Should you experience difficulties or have a query then our preferred platform for conducting immediate communications is IRC. For guides and channel details see Join the Team. Otherwise find contact details here.
In some instances the instructions we have prepared are written in a manner which can be easily followed by those who don't possess a deep technical knowledge. If you are an advanced creature please keep this in mind.
This device and its software is provided without warranty of Merchantability or fitness for any particular purpose. apertus° assumes no responsibility or liability for any loss or damage as a result of the use or misuse. USE AT YOUR OWN RISK. You have root access to this system and can potentially brick and damage the hardware from the command line interface - be responsible and when in doubt consult with apertus° before doing anything potentially harmful to your camera.

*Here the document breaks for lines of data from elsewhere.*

PR #999, opened 2026-08-10
fix: correct the swept-rewards and deposit-reserve terms in the ejector's balance estimate

### LINKED ISSUE #993: CL rewards double accounting in ejector
## Summary

`Ejector._get_predicted_el_balance` may double-count validator sweep amounts against the predicted rewards rate, causing `predictable_el_balance` to be overestimated. In practice this appears to be mitigated by the deposit lock deduction in the same formula.

## Where

`src/modules/oracles/ejector/ejector.py`, `_get_predicted_el_balance` (currently lines 218-269):

```python
rewards_speed_per_epoch = self.prediction_service.get_rewards_per_epoch(blockstamp, chain_config)
...
future_rewards = time_to_last_withdrawal_in_epoch * rewards_speed_per_epoch
...
future_withdrawals = self._get_withdrawable_lido_validators_balance(withdrawal_epoch, blockstamp)
...
return Wei(
    future_rewards
    + future_withdrawals
    + total_available_balance
    + gwei_to_wei(going_to_withdraw_balance_gwei)
    - deposit_lock,
)
```

`rewards_speed_per_epoch` comes from `RewardsPredictionService.get_rewards_per_epoch` (`src/services/prediction.py:28-80`), which derives a per-epoch rate from historical `TokenRebased`/`ETHDistributed` events:

```python
total_rewards += (
    event['postCLBalance']
    + event['withdrawalsWithdrawn']
    - event['preCLBalance']
    + event['executionLayerRewardsWithdrawn']
)
```

## Issue

`rewards_speed_per_epoch` is derived by adding back `withdrawalsWithdrawn` (and EL rewards) on top of the net CL balance change, so it already reflects the combined historical flow of new CL rewards **and** validator sweep withdrawals into the Withdrawal Vault. When this rate is projected forward (`future_rewards = time_to_last_withdrawal_in_epoch * rewards_speed_per_epoch`), it already represents expected future EL inflow from the ongoing sweep process.

`future_withdrawals` then separately sums, for every active Lido validator, the currently unswept balance above the effective-balance cap (`get_predictable_inbound_sweep`) or full balance for validators about to become withdrawable (`_get_withdrawable_lido_validators_balance`, `src/modules/oracles/ejector/ejector.py:271-286`), and adds it on top of `future_rewards`.

Since `rewards_speed_per_epoch` already carries a sweep component, adding the explicit `future_withdrawals` sweep sum on top of `future_rewards` risks accounting for the same expected sweep inflow twice, inflating `predictable_el_balance`. An inflated `predictable_el_balance` would cause the ejector to under-select validators for exit relative to the actual ETH needed to cover the withdrawal queue (`get_validators_to_eject`, `src/modules/oracles/ejector/ejector.py:168-216`).

## Mitigating factor

The deposit lock deduction (`_get_deposit_lock_amount`, `src/modules/oracles/ejector/ejector.py:352-381`, subtracted at line 268) currently offsets this. Deposit lock reserved per day is larger than rewards accrued per day, so in practice the `- deposit_lock` term outweighs the potential over-count from `future_rewards` + `future_withdrawals`, keeping `predictable_el_balance` conservative rather than inflated. This masks the double-accounting from having a real operational impact today, but the formula should be reviewed/decoupled from this offsetting effect, since deposit lock and reward prediction are unrelated in intent and the mitigation could break if either side of the formula changes independently (e.g. deposit lock parameters change, or the rewards prediction window/methodology changes).

hweawer:
Fixes #993.

Two terms of `_get_predicted_el_balance` were wrong in opposite directions.

```diff
  future_rewards
- + future_withdrawals      # capped balance of exiting validators + everything above the cap
+ + withdrawable_principal  # capped balance of exiting validators only
  + total_available_balance
  + going_to_withdraw
- - deposit_lock
+ - deposit_lock // 2
```

## 1. Swept rewards were counted twice

`future_withdrawals` added the balance validators hold above their effective-balance cap, but
`future_rewards` already covers it: over a horizon `H` the sweep reaches `H/cycle` of the set and
each validator it reaches hands over a full cycle of accrual, summing to `rate * H`. Verified on
mainnet state at ref slot 14924159 — the measured pile of 2 796 ETH over 273 472 Lido validators
equals `rate * epochs_to_sweep` to within 0.2%, where the rate comes independently from TVL and APR.

It is not kept as a lower bound either: a pile is a stock and the term is a flow. It also would not
help where it looks like it should — a negative rebase only zeroes the rate once losses outrun the
rewards of the whole 7-day prediction window, and a milder one leaves `rate * H` larger anyway.

Direction: the old formula over-estimated available ETH, so the ejector requested **too few** exits.

## 2. The deposit reserve was charged in full

The reserve is refilled by new stake, and that inflow is not a term in this formula at all, so
charging the full lock bills the withdrawal queue twice for the same ETH.

Measured on mainnet, 360 days / 361 AO frames / 118 255 `Submitted` events, against
`reserve_per_frame = min(getDepositsReserveTarget()=1500, MAX_STETH_WITHDRAWAL_AMOUNT=1000) = 1000 ETH`:

| daily new stake | min | p1 | p5 | median |
|---|---|---|---|---|
| ETH | 823 | 1 132 | 1 553 | 7 548 |

New stake covered the reserve in **360 of 361 frames** (99.95%). `// 2` corresponds to a daily stake
of 500 ETH — 1.65x below the worst day observed in a year, so it is a deliberately conservative
choice rather than a fitted one. **Open for review:** the data supports a smaller divisor or dropping
the term; `// 2` is a judgment call and I have no objection to changing it.

Direction: opposite to (1) — this raises the estimate.

## Net effect

At ref slot 14924159 the two changes largely offset: −2 796 ETH from (1), +2 000 ETH from (2), net
−797 ETH against an unfinalized queue of 8 458 ETH. Exit counts need a re-run to state precisely.

## Consensus-breaking

The report hash changes on any frame where either term was binding. Quorum is 5 of 9 — needs a
coordinated release, not a rolling upgrade.

## Testing

Regression tests pin both decisions and were mutation-checked (reintroducing the pile, and
`// 1`, `// 3`, `* 0` for the divisor — all caught). Unit suite green, `ruff` clean.

### DIFF
--- a/src/modules/oracles/ejector/ejector.py
+++ b/src/modules/oracles/ejector/ejector.py
@@ -253,57 +253,18 @@ class Ejector(OracleModule[Web3]):
         future_rewards = time_to_last_withdrawal_in_epoch * rewards_speed_per_epoch
         logger.info({'msg': 'Calculate future rewards.', 'value': future_rewards})
 
-        # The balance validators hold above their effective-balance cap — rewards earned but not yet
-        # swept — is deliberately NOT a term here, neither added nor used as a floor.
-        #
-        # `future_rewards` already covers it exactly. Over a horizon H, the sweep reaches a fraction
-        # H/cycle of the set, and each validator it reaches hands over a whole cycle's worth of
-        # accrual (what it was holding, plus what it accrues while waiting its turn). Those cancel to
-        # rate * H regardless of where each validator sits in the sweep order — so in steady state
-        # rate * H is the exact inflow, not an approximation. Adding the unswept pile on top counts
-        # the same ETH twice, which is what issue #993 was about.
-        #
-        # It is not kept as a lower bound either: a pile of ETH is a stock and this term is a flow,
-        # so `max()` between them compares different units. It also would not have helped where it
-        # looks like it should. A negative rebase only zeroes the rate when losses outrun the rewards
-        # of the whole prediction window; a milder one leaves `rate * H` the larger of the two, so
-        # `max()` would keep picking the stale event-based average and discard the fresh measurement.
-        #
-        # Consequence: when the rate prediction does degenerate — no `ETHDistributed` in the window,
-        # or losses large enough to trip the clamp in `RewardsPredictionService` — the estimated
-        # inflow is 0 instead of the pile's size. The estimate then reads low and the ejector requests
-        # more exits than needed. Those exits are irreversible, unlike the delay in the opposite
-        # direction, so the degenerate cases belong in the rate prediction, not behind a floor here.
+        # The balance above the cap is already inside `future_rewards`: the sweep pays H/cycle of the
+        # set a full cycle of accrual each, i.e. rate * H. Adding it double counts (#993); a floor
+        # would compare a stock to a flow. So a degenerate rate over-ejects — fix that in prediction.
         withdrawable_principal = self._get_withdrawable_principal(withdrawal_epoch, blockstamp)
         logger.info({'msg': 'Calculate withdrawable principal.', 'value': withdrawable_principal})
 
         deposit_lock = self._get_deposit_lock_amount(time_to_last_withdrawal_in_epoch, blockstamp)
         logger.info({'msg': 'Calculate deposit lock.', 'value': deposit_lock})
 
-        # Only half of the deposit reserve is charged against the withdrawal queue.
-        #
-        # Why less than all of it: the reserve is refilled by new stake, and fresh deposits are not a
-        # term in this formula at all. While deposits keep up with `getDepositsReserveTarget()` — the
-        # normal case — the reserve is funded out of that inflow, not out of ETH the queue was
-        # counting on. Subtracting the whole lock while omitting the inflow that pays for it charges
-        # the queue twice for the same ETH and biases the estimate low, which over-ejects.
-        #
-        # Why not none of it: "deposits cover the reserve" is an empirical expectation about demand,
-        # not an invariant, and it fails exactly when it matters — stETH demand collapsing, or the
-        # staking router paused. Then the reserve really does come out of the buffer. Halving keeps a
-        # margin for that case instead of betting the whole term on the assumption holding.
-        #
-        # The 1/2 is a deliberate judgment call, not a derived figure: it splits the difference
-        # between modelling both flows and modelling neither. Deposit-inflow telemetry is what would
-        # justify moving it — toward 0 if inflow reliably covers the reserve, back toward the full
-        # lock if it does not.
-        #
-        # Consequence versus charging the full lock: the estimate reads higher by `deposit_lock // 2`,
-        # so the loop in `get_validators_to_eject` stops earlier and requests fewer exits. That is the
-        # under-ejection direction — withdrawal requests stay unfinalized longer. It is a delay, not a
-        # loss: no funds are at risk, and the next frame (~5h) re-estimates from fresh state and ejects
-        # the shortfall once the buffer actually drains. The error is bounded by half of what the lock
-        # contributes, i.e. it grows with the withdrawal horizon and is capped per accounting frame.
+        # Half: new stake refills the reserve, and that inflow is not a term here, so the full lock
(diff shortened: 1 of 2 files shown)


src/modules/oracles/ejector/ejector.py
```diff
@@ -254,34 +253,47 @@ def _get_predicted_el_balance(self, to_exit_gwei: Gwei, blockstamp: ReferenceBlo
...
+        withdrawable_principal = self._get_withdrawable_principal(withdrawal_epoch, blockstamp)
+        logger.info({'msg': 'Calculate withdrawable principal.', 'value': withdrawable_principal})
 
         deposit_lock = self._get_deposit_lock_amount(time_to_last_withdrawal_in_epoch, blockstamp)
         logger.info({'msg': 'Calculate deposit lock.', 'value': deposit_lock})
 
+        # Half: new stake refills the reserve, and that inflow is not a term here, so the full lock
+        # bills the queue twice. Charging none would bet on stETH demand, which fails when it matters.
+        # The 1/2 is a judgment call. Costs at most `lock // 2` of under-ejection, corrected next frame.
+        charged_deposit_lock = deposit_lock // 2
```
F4ever: move to `_get_deposit_lock_amount`

src/modules/oracles/ejector/ejector.py
```diff
@@ -254,34 +253,47 @@ def _get_predicted_el_balance(self, to_exit_gwei: Gwei, blockstamp: ReferenceBlo
         future_rewards = time_to_last_withdrawal_in_epoch * rewards_speed_per_epoch
         logger.info({'msg': 'Calculate future rewards.', 'value': future_rewards})
 
-        future_withdrawals = self._get_withdrawable_lido_validators_balance(withdrawal_epoch, blockstamp)
-        logger.info({'msg': 'Calculate future withdrawals sum.', 'value': future_withdrawals})
+        # The balance above the cap is already inside `future_rewards`: the sweep pays H/cycle of the
```
F4ever: Move details to `_get_withdrawable_principal` method

src/modules/oracles/ejector/ejector.py
```diff
@@ -254,34 +253,47 @@ def _get_predicted_el_balance(self, to_exit_gwei: Gwei, blockstamp: ReferenceBlo
...
             + gwei_to_wei(going_to_withdraw_balance_gwei)
-            - deposit_lock,
+            - charged_deposit_lock,
         )
 
     @lru_cache(maxsize=1)
-    def _get_withdrawable_lido_validators_balance(self, on_epoch: EpochNumber, blockstamp: BlockStamp) -> Wei:
-        lido_validators = self.w3.lido_validators.get_active_lido_validators(blockstamp=blockstamp)
+    def _sweepable_validators(self, blockstamp: BlockStamp) -> list[LidoValidator]:
+        """Active Lido validators the sweep pays out. A consolidation source pays its target, not the vault."""
```
F4ever: remove this

src/modules/oracles/ejector/ejector.py
hweawer: Done in d670854f — moved into the `_get_withdrawable_principal` docstring.

src/modules/oracles/ejector/ejector.py
hweawer: Done in d670854f — the halving now happens inside `_get_deposit_lock_amount` (`ao_frames * reserve_per_frame // 2`) with the rationale in its docstring, so `_get_predicted_el_balance` is just the sum of terms again. The regression tests that pin the `1/2` moved down with it (`test_get_deposit_lock_amount__reserve_locked__charges_half`); the caller-side test now only pins that the charge is subtracted once.

One naming caveat: the method now returns half of the actual on-chain lock, so the name reads slightly wider than what it computes. The docstring leads with that. Happy to rename it to something like `_get_charged_deposit_lock` if you prefer.

src/modules/oracles/ejector/ejector.py
hweawer: Removed in d670854f.

F4ever (approved):

PR #1002, opened 2026-08-12
Feat: Telemetry retry

F4ever:
## Description
Describe what this pull request does. Explain the purpose of the changes and the problem they solve.

## Related Issue/Task

## How Has This Been Tested?

## Checklist


tests/web3py/test_telemetry_data_bus.py
```diff
@@ -117,6 +128,141 @@ def test_send_telemetry__configured__sends_transaction(
...
+        assert mock_build_params.call_count == 2
+        assert mock_sign_and_send.call_count == 2
+        assert w3_mock.eth.get_transaction.call_count == 2
+        w3_mock.eth.get_transaction_count.assert_called_once_with(account.address)
+        mock_sleep.assert_not_called()
+
+    @patch('src.web3py.extensions.telemetry_data_bus.time.sleep')
+    @patch('src.web3py.extensions.telemetry_data_bus.sign_and_send_transaction')
+    @patch('src.web3py.extensions.telemetry_data_bus.build_transaction_params')
+    def test__send_with_retry__build_params_fails_then_succeeds__retries_and_returns_tx_hash(
```
chasingrainbows, line 219: Test coverage gaps in the new `_send_with_retry` tests:

- No test where `get_transaction` / `get_transaction_count` raises (e.g. `TransactionNotFound`) while `tx_hash` is already set. All exception tests fail only in `build_transaction_params` before the first send. This is the most important gap: with a dropped tx the loop never re-sends and returns the stale hash as success.
- No test where `sign_and_send_transaction` raises after `build_transaction_params` succeeds.
- The `if remaining <= 0: break` branch is never exercised - all tests exit via the `while` condition.
- `test_send_telemetry__configured__sends_transaction` does not assert the return value, so dropping `return tx_hash` would pass all tests.

src/web3py/extensions/telemetry_data_bus.py
```diff
@@ -18,17 +22,25 @@
...
 
 
-class TelemetryDataBus(Module):
-    class ContractNotDeployedError(Exception):
-        pass
+class ContractNotDeployedError(Exception):
+    pass
+
+
+class SendTimeoutError(Exception):
```
chasingrainbows: After the move to module level these names look too generic: `SendTimeoutError` is easy to confuse with the builtin `TimeoutError`, and `ContractNotDeployedError` could fit any contract validation code elsewhere. Consider domain-prefixed names, e.g. `TelemetrySendTimeoutError` / `DataBusContractNotDeployedError` - it is cheap to rename now while only tests import them.

src/web3py/extensions/telemetry_data_bus.py
```diff
@@ -111,8 +121,52 @@ def send_telemetry(self, event_id: TelemetryEventId, data: dict | None = None) -
...
+
+        while time.monotonic() < deadline:
+            attempt += 1
+            try:
+                if tx_hash is not None:
+                    sent_tx = w3.eth.get_transaction(HexBytes(tx_hash))
+                    if sent_tx.get('blockNumber') is not None:
+                        return tx_hash
+
+                    current_nonce = w3.eth.get_transaction_count(account.address)
```
chasingrainbows: There is a race between `get_transaction` and `get_transaction_count`: if the tx gets mined between these two calls, `current_nonce` is already incremented, the `current_nonce == nonce` check fails, and the loop re-sends a second tx with the same payload. Both txs get mined - duplicate telemetry event. The window reopens on every poll iteration.

Possible fix: when `current_nonce != nonce`, re-check `get_transaction(tx_hash)` before re-sending and return the hash if the tx is already included.

docker-compose.yml
```diff
@@ -121,6 +121,8 @@ services:
     environment:
       MEMBER_PRIV_KEY: ${MEMBER_PRIV_KEY:-}
       MEMBER_PRIV_KEY_FILE: ${MEMBER_PRIV_KEY_FILE:-}
+      MEMBER_PRIV_KEY_2: ${MEMBER_PRIV_KEY_2:-}
+      MEMBER_PRIV_KEY_2_FILE: ${MEMBER_PRIV_KEY_FILE:-}
```
chasingrainbows: `MEMBER_PRIV_KEY_2_FILE` is mapped to the host's `MEMBER_PRIV_KEY_FILE` instead of `MEMBER_PRIV_KEY_2_FILE` (same in the other 3 services). Since `from_file_or_env` prefers the `_FILE` variant, `ACCOUNT_2` would silently load the same key as `ACCOUNT` when key files are used, even if `MEMBER_PRIV_KEY_2` is set explicitly.

Suggested fix:
```yaml
MEMBER_PRIV_KEY_2_FILE: ${MEMBER_PRIV_KEY_2_FILE:-}
```

src/web3py/extensions/telemetry_data_bus.py
```diff
@@ -111,8 +123,52 @@ def send_telemetry(self, event_id: TelemetryEventId, data: dict | None = None) -
...
+                    time.sleep(_POLL_INTERVAL_SECONDS)
+                    continue
+
+                # Check if this is telemetry transaction
+                if tx_hash:
+                    sent_tx = w3.eth.get_transaction(HexBytes(tx_hash))
+                    if sent_tx.get('blockNumber') is not None:
+                        return tx_hash
+
+                nonce = params.get('nonce')
```
chasingrainbows: `nonce` is updated before `sign_and_send_transaction` is called. If a resend attempt fails (after a first tx was already sent), `nonce` keeps the new value while `tx_hash` still points to the old unconfirmed tx. On the next iterations the `params.get('nonce') == nonce` shortcut fires, so the loop never re-checks inclusion and never retries the send - it sleeps until the deadline and returns the stale hash.

The existing failure tests only cover a failure on the first attempt (`tx_hash` is still `None`), so this path is untested. It would be good to add a test for the sequence: send succeeds - nonce advances - resend raises - loop goes through the shortcut until deadline. One possible fix is to update `nonce` only after `sign_and_send_transaction` succeeds.

docker-compose.yml
F4ever: fixed

src/web3py/extensions/telemetry_data_bus.py
F4ever: fixed

src/web3py/extensions/telemetry_data_bus.py
```diff
@@ -111,8 +123,52 @@ def send_telemetry(self, event_id: TelemetryEventId, data: dict | None = None) -
...
+                        'error': str(error),
+                    }
+                )
+
+            time.sleep(_POLL_INTERVAL_SECONDS)
+
+        if tx_hash:
+            return tx_hash
+
+        raise TelemetrySendTimeoutError(
```
chasingrainbows, line 172: When the deadline is reached, the original error from the last attempt is lost - it only goes to the warning log as a string. Consider keeping the last caught exception and either re-raising it, or chaining it via `raise TelemetrySendTimeoutError(...) from last_error`. Callers log this with `exc_info=True`, so the chained traceback would show the root cause of the failure.

chasingrainbows (approved):

PR #1006, opened 2026-08-14
Feat: fix zero available eth error

F4ever:


hweawer (approved):

tests/modules/accounting/test_withdrawal_unit.py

Our hardware is not weather sealed so use extra caution when operating the equipment outdoors. In particular sea/salt water spray is very harmful to electronics.
The Beta requires two 5V inputs (one for the Microzed, one for the rest of the hardware). Each 5V supply should be able to provide at least 2-3A. The total power consumption in normal operation was measured to be around 10W. During boot up there are spikes of higher power consumption. Each camera ships with an external AC power supply that provides 5V and 6-8A.
To communicate with your AXIOM Beta camera you will send it instructions via your computer's command line.
In case you have not worked with a shell (console, terminal) much or ever before, we have prepared detailed instructions to help you get you set up. The steps which need to be taken to prepare your machine sometimes differ between operating systems, so pick the ones that best apply to you(r system).
Note: Dollar signs
$ placed in front of commands are not meant to be typed in, they denote the command line prompt (a signal indicating the computer is ready for user input). It is used in documentation to differentiate between commands and the output resulting from commands. The prompt might look different on your machine (e.g. an angled bracket
>) and be preceded by your user name, computer name or the name of the directory that you are currently inside.
For the USB connection to work, you will need drivers for bridging USB to UART (USB to serial). Under Linux this works out of the box in most distributions, for other operating systems they can be downloaded from e.g. Silicon Labs' website – pick the software provided for your OS and install it.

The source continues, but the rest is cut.